* Input:
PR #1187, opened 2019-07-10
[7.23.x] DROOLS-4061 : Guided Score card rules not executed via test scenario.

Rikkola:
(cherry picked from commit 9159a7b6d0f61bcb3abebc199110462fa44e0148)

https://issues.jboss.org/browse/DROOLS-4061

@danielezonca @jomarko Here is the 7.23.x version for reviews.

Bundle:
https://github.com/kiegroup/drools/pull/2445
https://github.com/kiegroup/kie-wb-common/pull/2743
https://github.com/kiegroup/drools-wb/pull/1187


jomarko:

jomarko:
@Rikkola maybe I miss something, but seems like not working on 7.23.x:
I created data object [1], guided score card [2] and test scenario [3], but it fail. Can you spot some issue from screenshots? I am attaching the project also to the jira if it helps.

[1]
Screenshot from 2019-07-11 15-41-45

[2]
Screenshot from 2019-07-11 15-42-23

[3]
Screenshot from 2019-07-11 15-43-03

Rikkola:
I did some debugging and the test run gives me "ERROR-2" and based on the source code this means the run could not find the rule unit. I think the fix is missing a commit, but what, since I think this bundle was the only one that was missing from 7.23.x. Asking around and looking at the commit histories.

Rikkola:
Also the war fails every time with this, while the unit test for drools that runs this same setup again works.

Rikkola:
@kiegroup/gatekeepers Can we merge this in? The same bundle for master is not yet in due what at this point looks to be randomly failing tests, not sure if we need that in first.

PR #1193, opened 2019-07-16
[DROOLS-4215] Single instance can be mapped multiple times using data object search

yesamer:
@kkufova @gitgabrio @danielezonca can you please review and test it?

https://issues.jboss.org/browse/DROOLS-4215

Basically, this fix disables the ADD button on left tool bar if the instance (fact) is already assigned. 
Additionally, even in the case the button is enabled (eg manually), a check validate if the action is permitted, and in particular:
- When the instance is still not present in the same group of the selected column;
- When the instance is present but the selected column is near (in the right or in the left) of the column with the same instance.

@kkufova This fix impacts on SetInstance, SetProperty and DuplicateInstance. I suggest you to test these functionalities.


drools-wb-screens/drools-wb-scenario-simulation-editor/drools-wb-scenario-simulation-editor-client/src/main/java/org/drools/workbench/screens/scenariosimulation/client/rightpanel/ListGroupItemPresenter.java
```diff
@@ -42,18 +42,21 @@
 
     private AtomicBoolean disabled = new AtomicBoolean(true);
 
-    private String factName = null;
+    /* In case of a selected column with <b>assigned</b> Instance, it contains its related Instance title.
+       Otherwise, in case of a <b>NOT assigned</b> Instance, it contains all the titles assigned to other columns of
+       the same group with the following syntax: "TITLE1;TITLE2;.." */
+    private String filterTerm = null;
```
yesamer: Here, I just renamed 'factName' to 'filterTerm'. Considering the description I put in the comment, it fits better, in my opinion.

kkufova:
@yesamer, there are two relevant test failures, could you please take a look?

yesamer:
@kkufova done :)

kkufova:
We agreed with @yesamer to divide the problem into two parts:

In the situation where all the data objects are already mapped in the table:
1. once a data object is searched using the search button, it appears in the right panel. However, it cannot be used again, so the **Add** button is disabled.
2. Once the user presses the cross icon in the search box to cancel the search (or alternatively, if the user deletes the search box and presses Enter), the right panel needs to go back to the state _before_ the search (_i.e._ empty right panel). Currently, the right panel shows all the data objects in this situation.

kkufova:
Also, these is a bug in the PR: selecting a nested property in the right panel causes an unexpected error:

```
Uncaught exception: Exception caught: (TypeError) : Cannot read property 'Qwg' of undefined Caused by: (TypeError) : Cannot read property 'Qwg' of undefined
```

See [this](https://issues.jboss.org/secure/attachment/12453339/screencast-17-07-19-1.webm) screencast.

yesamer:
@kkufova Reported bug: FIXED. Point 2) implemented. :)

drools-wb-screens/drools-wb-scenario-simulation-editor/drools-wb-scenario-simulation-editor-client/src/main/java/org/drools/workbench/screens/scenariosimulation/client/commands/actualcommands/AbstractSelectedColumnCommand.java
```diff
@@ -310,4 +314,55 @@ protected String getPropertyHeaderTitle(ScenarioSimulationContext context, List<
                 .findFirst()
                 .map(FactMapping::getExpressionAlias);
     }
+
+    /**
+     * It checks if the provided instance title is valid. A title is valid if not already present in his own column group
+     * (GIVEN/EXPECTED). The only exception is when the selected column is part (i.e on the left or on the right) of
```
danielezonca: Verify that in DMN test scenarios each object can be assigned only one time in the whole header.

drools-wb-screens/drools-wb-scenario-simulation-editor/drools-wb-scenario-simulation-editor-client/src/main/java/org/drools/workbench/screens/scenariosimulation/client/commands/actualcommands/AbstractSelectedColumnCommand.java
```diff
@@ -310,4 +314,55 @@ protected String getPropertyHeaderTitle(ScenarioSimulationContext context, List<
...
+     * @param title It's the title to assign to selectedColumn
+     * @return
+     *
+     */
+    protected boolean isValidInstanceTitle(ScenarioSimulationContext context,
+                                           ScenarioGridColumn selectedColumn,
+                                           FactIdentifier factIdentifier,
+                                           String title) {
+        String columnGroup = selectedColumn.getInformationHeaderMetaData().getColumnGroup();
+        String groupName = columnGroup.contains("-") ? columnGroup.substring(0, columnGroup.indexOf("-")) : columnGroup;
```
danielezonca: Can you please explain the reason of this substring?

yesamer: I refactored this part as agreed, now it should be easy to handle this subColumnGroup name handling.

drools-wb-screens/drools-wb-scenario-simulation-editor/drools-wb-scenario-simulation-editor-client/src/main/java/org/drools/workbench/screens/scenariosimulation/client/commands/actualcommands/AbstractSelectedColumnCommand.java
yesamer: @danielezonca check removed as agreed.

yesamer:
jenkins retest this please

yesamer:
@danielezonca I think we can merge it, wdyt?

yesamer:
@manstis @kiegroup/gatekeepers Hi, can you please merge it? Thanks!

==

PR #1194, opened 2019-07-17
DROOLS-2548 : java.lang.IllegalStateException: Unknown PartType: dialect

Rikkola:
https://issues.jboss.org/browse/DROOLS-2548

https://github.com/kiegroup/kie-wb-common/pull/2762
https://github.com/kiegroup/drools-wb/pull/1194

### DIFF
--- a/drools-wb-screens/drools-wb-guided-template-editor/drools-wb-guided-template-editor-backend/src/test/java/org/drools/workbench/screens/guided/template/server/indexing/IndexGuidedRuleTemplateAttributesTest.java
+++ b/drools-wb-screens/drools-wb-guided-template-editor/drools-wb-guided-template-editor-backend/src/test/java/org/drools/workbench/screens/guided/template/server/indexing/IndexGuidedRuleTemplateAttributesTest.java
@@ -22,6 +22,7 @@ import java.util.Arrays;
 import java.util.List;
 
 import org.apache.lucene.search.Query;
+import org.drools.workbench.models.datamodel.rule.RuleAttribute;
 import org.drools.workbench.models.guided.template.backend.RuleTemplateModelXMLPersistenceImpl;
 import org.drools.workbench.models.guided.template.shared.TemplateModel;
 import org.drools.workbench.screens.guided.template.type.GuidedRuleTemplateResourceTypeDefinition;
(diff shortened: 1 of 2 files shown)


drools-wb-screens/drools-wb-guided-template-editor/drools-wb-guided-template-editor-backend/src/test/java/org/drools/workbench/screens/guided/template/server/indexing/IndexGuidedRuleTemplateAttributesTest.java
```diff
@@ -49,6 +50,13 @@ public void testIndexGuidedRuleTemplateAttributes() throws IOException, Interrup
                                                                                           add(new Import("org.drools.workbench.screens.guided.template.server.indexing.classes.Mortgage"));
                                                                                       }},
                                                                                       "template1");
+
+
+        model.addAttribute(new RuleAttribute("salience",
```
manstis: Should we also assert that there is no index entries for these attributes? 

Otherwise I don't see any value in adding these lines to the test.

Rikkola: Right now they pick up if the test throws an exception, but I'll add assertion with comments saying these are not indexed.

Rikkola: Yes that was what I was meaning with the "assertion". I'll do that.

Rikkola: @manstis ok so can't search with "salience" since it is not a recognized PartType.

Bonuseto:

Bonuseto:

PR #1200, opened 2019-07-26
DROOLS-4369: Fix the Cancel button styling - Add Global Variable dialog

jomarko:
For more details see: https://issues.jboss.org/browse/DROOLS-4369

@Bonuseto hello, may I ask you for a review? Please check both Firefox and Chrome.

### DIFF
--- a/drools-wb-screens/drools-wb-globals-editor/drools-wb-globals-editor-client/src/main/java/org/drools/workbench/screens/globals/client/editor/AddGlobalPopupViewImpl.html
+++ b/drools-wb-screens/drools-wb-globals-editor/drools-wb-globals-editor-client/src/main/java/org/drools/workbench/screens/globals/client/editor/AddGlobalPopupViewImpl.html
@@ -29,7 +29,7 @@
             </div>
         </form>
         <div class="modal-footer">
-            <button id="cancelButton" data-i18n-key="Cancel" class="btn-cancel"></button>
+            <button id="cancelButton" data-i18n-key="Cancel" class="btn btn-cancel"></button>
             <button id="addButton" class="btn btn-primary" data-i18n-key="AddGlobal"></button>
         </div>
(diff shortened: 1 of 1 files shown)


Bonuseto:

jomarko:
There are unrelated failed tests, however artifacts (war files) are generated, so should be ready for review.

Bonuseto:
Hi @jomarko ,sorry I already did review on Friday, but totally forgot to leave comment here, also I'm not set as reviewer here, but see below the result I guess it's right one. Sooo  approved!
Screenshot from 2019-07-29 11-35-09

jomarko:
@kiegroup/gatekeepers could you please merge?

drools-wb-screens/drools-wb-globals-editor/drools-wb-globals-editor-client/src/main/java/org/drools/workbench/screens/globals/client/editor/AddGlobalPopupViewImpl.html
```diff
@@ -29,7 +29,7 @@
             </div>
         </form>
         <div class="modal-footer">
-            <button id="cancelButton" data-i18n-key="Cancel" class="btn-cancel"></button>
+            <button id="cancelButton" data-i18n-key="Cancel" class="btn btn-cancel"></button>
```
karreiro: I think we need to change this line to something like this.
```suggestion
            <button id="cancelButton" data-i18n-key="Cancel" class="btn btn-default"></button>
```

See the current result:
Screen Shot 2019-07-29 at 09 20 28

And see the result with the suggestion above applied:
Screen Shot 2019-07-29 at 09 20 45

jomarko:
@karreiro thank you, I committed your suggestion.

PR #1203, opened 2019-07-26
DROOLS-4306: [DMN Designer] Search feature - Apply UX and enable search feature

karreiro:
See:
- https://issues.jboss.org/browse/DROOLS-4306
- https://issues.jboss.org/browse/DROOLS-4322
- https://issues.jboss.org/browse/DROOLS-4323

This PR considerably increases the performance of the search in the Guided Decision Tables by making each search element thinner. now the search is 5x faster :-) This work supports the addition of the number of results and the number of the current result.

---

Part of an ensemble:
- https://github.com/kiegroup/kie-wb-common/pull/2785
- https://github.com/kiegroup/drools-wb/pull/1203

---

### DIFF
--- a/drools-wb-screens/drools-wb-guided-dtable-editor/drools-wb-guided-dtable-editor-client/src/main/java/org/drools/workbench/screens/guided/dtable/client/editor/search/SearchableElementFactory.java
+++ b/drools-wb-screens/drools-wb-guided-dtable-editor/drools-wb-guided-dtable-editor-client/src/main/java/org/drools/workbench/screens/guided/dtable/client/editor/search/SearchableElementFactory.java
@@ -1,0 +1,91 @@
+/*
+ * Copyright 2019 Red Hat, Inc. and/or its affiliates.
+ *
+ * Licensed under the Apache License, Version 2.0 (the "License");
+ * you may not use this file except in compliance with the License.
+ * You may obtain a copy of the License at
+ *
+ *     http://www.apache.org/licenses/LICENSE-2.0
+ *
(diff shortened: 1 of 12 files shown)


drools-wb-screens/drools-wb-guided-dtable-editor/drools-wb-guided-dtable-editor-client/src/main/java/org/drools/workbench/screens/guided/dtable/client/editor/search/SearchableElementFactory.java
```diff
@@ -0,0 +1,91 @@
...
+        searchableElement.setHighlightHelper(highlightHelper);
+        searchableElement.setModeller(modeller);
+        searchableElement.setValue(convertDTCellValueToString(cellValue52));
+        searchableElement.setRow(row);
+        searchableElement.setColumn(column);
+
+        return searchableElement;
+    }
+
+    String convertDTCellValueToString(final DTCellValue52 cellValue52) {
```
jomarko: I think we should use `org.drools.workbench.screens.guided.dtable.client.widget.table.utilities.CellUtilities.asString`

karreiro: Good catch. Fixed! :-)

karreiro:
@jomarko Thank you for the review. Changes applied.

--

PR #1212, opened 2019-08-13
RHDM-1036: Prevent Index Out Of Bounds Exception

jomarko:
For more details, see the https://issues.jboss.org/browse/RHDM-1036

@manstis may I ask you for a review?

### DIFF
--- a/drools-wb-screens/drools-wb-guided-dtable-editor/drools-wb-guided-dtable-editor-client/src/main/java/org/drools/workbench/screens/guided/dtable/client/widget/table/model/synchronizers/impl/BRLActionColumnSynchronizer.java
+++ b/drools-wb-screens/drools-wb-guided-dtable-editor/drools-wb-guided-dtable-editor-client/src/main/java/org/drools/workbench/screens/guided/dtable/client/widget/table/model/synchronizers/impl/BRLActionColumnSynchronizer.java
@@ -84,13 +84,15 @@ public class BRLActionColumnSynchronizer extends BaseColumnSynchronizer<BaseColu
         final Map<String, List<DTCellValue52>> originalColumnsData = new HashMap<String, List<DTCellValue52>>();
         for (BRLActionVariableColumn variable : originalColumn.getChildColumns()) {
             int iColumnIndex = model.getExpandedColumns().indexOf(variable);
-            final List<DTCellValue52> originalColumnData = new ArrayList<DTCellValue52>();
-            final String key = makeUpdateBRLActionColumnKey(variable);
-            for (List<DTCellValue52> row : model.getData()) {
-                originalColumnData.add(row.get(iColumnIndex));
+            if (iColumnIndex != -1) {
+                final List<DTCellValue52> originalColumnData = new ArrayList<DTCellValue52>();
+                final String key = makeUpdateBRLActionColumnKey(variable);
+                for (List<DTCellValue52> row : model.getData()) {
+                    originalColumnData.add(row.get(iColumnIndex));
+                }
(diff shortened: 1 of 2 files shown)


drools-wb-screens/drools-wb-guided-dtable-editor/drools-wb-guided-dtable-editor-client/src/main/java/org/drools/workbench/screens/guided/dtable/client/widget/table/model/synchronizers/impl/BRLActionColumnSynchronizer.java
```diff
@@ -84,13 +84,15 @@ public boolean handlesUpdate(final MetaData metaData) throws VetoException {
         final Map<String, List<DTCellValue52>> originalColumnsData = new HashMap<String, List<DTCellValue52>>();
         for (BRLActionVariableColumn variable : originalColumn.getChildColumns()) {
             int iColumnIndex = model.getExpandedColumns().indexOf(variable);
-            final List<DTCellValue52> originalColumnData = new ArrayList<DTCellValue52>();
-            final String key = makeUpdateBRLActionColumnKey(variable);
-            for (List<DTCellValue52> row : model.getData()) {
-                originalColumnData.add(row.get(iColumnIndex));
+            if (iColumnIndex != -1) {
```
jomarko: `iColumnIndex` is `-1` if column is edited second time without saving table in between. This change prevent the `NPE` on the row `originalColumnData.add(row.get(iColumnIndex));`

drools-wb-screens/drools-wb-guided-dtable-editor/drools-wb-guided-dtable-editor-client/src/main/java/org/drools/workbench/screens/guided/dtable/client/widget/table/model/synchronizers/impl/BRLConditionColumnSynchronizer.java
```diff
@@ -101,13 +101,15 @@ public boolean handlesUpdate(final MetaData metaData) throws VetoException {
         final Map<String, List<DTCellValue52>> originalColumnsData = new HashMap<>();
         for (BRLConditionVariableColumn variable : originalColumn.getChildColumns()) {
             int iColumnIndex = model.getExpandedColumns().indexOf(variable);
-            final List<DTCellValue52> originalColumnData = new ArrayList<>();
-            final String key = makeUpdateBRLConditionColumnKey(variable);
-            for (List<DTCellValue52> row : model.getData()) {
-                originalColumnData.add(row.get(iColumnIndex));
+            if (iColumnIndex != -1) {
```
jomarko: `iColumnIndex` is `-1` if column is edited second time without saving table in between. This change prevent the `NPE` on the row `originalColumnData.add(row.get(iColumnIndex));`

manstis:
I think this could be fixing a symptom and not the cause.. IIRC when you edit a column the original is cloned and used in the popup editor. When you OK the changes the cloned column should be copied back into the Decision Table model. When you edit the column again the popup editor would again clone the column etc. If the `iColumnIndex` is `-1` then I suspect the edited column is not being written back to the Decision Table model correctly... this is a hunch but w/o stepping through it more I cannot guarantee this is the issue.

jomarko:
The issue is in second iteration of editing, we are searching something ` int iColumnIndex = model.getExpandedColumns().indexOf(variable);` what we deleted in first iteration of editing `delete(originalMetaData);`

* Assignment:
Say how many lines in the records above hold "situation", and give no other text.

* Output for this exercise:
2